I worked with this art director once. He'd been a friend for years, but was also the most ambitious person I'd ever known. At the expense of anyone and anything - including his friends - he put his ambition above everything else.
And while usually anything starting with "naked" is something you want to see, when the next word is ambition it isn't very pretty. It doesn't always work in your favor.
For example, not too long ago I was in an interesting position. For several reasons, a leadership vacuum had been created where I was working. In spite of it, the team pulled together to make sure everything got done and nothing fell between the cracks. Everyone on the team was freelance, including the last person in who was a junior art director of debatable talent.
The debate wasn't how much, it was if he had any at all.
But even though he was a junior, he had big plans. He taught us all that apparently there is an "I" in team, because one Friday he scurried in to the head of marketing's office, and without telling the rest of the team who'd been there considerably longer, and worked considerably harder, presented a plan for a huge project that the team was supposed to meet about and work on together. He said he wanted to be the point person on it, and in what can only be described as a complete lack of judgment, if not consciousness, the head of marketing said okay.
I suppose there are two ways to look at the situation. One is you could admire the fact this junior art director saw an opportunity to advance and took it, consequences be damned.

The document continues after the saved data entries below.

PR #1123, opened 2018-05-22
Use ReferenceSequenceFileFactory with streams

tomwhite:
### Description

Add a method to open a reference sequence by passing an input stream to a FASTA (and to its index). This would allow reading from Hadoop filesystems without having to use the file NIO library. See #1112

### Checklist

- [ ] Code compiles correctly
- [ ] All tests passing

### DIFF
--- a/src/main/java/htsjdk/samtools/reference/AbstractFastaSequenceFile.java
+++ b/src/main/java/htsjdk/samtools/reference/AbstractFastaSequenceFile.java
@@ -32,6 +32,7 @@ import htsjdk.samtools.util.BufferedLineReader;
 import htsjdk.samtools.util.IOUtil;
 
 import java.io.File;
+import java.io.InputStream;
 import java.nio.file.Files;
 import java.nio.file.Path;
 
@@ -41,6 +42,7 @@ import java.nio.file.Path;
  */
 abstract class AbstractFastaSequenceFile implements ReferenceSequenceFile {
     private final Path path;
+    private final String source;
     protected SAMSequenceDictionary sequenceDictionary;
 
     /**
@@ -57,25 +59,30 @@ abstract class AbstractFastaSequenceFile implements ReferenceSequenceFile {
      */
     AbstractFastaSequenceFile(final Path path) {
         this.path = path;
+        this.source = path == null ? "unknown" : path.toAbsolutePath().toString();
         final Path dictionary = findSequenceDictionary(path);
 
         if (dictionary != null) {
             IOUtil.assertFileIsReadable(dictionary);
-
-            try {
-                final SAMTextHeaderCodec codec = new SAMTextHeaderCodec();
-                final BufferedLineReader reader = new BufferedLineReader(Files.newInputStream(dictionary));
-                final SAMFileHeader header = codec.decode(reader,
-                        dictionary.toString());
-                if (header.getSequenceDictionary() != null && !header.getSequenceDictionary().isEmpty()) {
-                    this.sequenceDictionary = header.getSequenceDictionary();
-                }
-                reader.close();
+            try (InputStream dictionaryIn = Files.newInputStream(dictionary)) {
+                this.sequenceDictionary = ReferenceSequenceFileFactory.loadDictionary(dictionaryIn);
             }
             catch (Exception e) {
                 throw new SAMException("Could not open sequence dictionary file: " + dictionary, e);
             }
         }
+    }
+
+    /**
+     * Constructs an {@link AbstractFastaSequenceFile} with an optional sequence dictionary.
+     * @param path Fasta file to read.  Also acts as a prefix for supporting files.
+     * @param source Named source used for error messages.
+     * @param sequenceDictionary The sequence dictionary, or null if there isn't one.
+     */
+    AbstractFastaSequenceFile(final Path path, final String source, final SAMSequenceDictionary sequenceDictionary) {
+        this.path = path;
+        this.source = source;
+        this.sequenceDictionary = sequenceDictionary;
     }
 
     protected static File findSequenceDictionary(final File file) {
@@ -111,6 +118,11 @@ abstract class AbstractFastaSequenceFile implements ReferenceSequenceFile {
         return path;
     }
 
+    /** Returns the named source of the reference file. */
+    protected String getSource() {
+        return source;
+    }
+
     /**
      * Returns the list of sequence records associated with the reference sequence if found
      * otherwise null.
@@ -122,12 +134,15 @@ abstract class AbstractFastaSequenceFile implements ReferenceSequenceFile {
 
     /** Returns the full path to the reference file. */
     protected String getAbsolutePath() {
+        if (path == null) {
+            return null;
+        }
         return path.toAbsolutePath().toString();
     }
 
-    /** Returns the full path to the reference file. */
+    /** Returns the full path to the reference file, or the source if no path was specified. */
     public String toString() {
-        return getAbsolutePath();
+        return source;
     }
 
     /** default implementation -- override if index is supported */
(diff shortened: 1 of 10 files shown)


src/main/java/htsjdk/samtools/reference/AbstractFastaSequenceFile.java
```diff
@@ -127,7 +127,7 @@ protected String getAbsolutePath() {
 
     /** Returns the full path to the reference file. */
     public String toString() {
-        return getAbsolutePath();
+        return path == null ? super.toString() : getAbsolutePath();
```
lbergelson: I think adding a field that can be specified at construction time that gives this a name would be useful.  Usually the people creating the input streams will have some named source, it's just not easy to convert it to a `Path`, but the name is still useful for error messages.

src/main/java/htsjdk/samtools/reference/FastaSequenceFile.java
```diff
@@ -59,6 +60,16 @@ public FastaSequenceFile(final Path path, final boolean truncateNamesAtWhitespac
         this.in = new FastLineReader(IOUtil.openFileForReading(path));
     }
 
+    /**
+     * Constructs a FastaSequenceFile that reads from the specified input stream (which must not be compressed, i.e.
+     * the caller is responsible for decompressing the stream).
+     */
+    public FastaSequenceFile(final InputStream inputStream, final boolean truncateNamesAtWhitespace) {
+        super((Path) null); // no path
```
lbergelson: We need some way of loading the dict file when the path is null, lots of things in gatk want to have a sequence dictionary from the reference.  I think the new constructors should either take _another_  input stream where the user can pass an open stream to the .dict file, or accept a `SAMSequenceDictionary` directly and rely on them loading it separately. (Is there an exposed way to read a dict file anywhere?)

src/main/java/htsjdk/samtools/reference/AbstractFastaSequenceFile.java
```diff
@@ -127,7 +127,7 @@ protected String getAbsolutePath() {
```
lbergelson: Get absolute path needs to change because it will crash with NPE if there's no path.  It should crash with a more useful exception instead.

src/main/java/htsjdk/samtools/reference/FastaSequenceFile.java
```diff
@@ -59,6 +60,16 @@ public FastaSequenceFile(final Path path, final boolean truncateNamesAtWhitespac
         this.in = new FastLineReader(IOUtil.openFileForReading(path));
     }
 
+    /**
+     * Constructs a FastaSequenceFile that reads from the specified input stream (which must not be compressed, i.e.
+     * the caller is responsible for decompressing the stream).
+     */
+    public FastaSequenceFile(final InputStream inputStream, final boolean truncateNamesAtWhitespace) {
```
lbergelson: `reset()` is going to fail in a confusing way.  Since this isn't seekable it's not possible to modify it to work with this.  We should either add a better message when calling reset on a stream created this way, or require this to be seekable and modify reset.

src/main/java/htsjdk/samtools/reference/AbstractFastaSequenceFile.java
lbergelson: There are a lot of places that use `getAbsolutePath` as part of error messages.  Those should be changed to use the new name field that I mention below, or have explicit checks for the availability of path first.  It's not good to crash when generating an error message...

src/main/java/htsjdk/samtools/reference/IndexedFastaSequenceFile.java
```diff
@@ -111,6 +114,18 @@ public IndexedFastaSequenceFile(final Path path) throws FileNotFoundException {
         this(path, new FastaSequenceIndex((findRequiredFastaIndexFile(path))));
     }
 
+    /**
+     * Initialise the given indexed fasta sequence file stream.
+     * @param in The input stream to read the fasta file from.
+     * @param indexIn The input stream to read the fasta file index from.
+     */
+    public IndexedFastaSequenceFile(final SeekableStream in, final InputStream indexIn) {
```
lbergelson: Would it make more sense to have this take SeekableStream and a preconstructed `FastSequenceIndex` instead of two streams?

src/main/java/htsjdk/samtools/reference/FastaSequenceFile.java
tomwhite: I've added a dictionary argument, and added a `loadDictionary(InputStream)` convenience method to `ReferenceSequenceFileFactory`.

src/main/java/htsjdk/samtools/reference/AbstractFastaSequenceFile.java
tomwhite: Fixed to use source, which defaults to the absolute path if a path is supplied.

src/main/java/htsjdk/samtools/reference/FastaSequenceFile.java
tomwhite: Changed to use `SeekableStream` so `reset()` can be implemented properly.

The other way - the way I see it - is that this under-qualified, universally disliked and obnoxious little twerp basically betrayed everyone he worked with for his personal gain, without having thought through the fact no one else on the team would lift a finger to execute whatever alleged vision he had for the project.
When the team refused to work with him, it reminded me of that scene in The Right Stuff. He wanted to do it by himself. We were happy to oblige.
Shortly thereafter, the rest of us also went into the head of marketing's office and gave our point of view on the art director, his vision, and his lack of ability and talent to execute it - and made sure he was clear on the fact that the art director would not be receiving any help from us.
Interestingly enough, the following day was this art director's last. And the team carried out the project - with our original idea of how it should work as well as a brutal deadline - without a hitch.
I'll be the very first to admit I've always had a healthy disdain for the phrase "team player."
Imagine my surprise to find out I've been one the whole time.